## RECORDS FOR THE EXERCISE
== Segment start ==
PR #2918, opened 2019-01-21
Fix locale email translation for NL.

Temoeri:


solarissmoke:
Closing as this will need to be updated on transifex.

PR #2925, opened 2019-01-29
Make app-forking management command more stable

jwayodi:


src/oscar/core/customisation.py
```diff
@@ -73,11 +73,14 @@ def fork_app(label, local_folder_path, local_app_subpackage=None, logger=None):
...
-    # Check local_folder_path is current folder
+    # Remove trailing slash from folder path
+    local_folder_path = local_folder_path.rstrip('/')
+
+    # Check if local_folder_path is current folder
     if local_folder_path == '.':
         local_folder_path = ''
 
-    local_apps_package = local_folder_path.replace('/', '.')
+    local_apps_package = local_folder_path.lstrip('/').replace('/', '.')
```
== Segment end ==
## TASK BRIEF
Search the preceding listing for "current", then copy every line that holds it.

## ANSWER FOR THIS EXERCISE
-    # Check local_folder_path is current folder
+    # Check if local_folder_path is current folder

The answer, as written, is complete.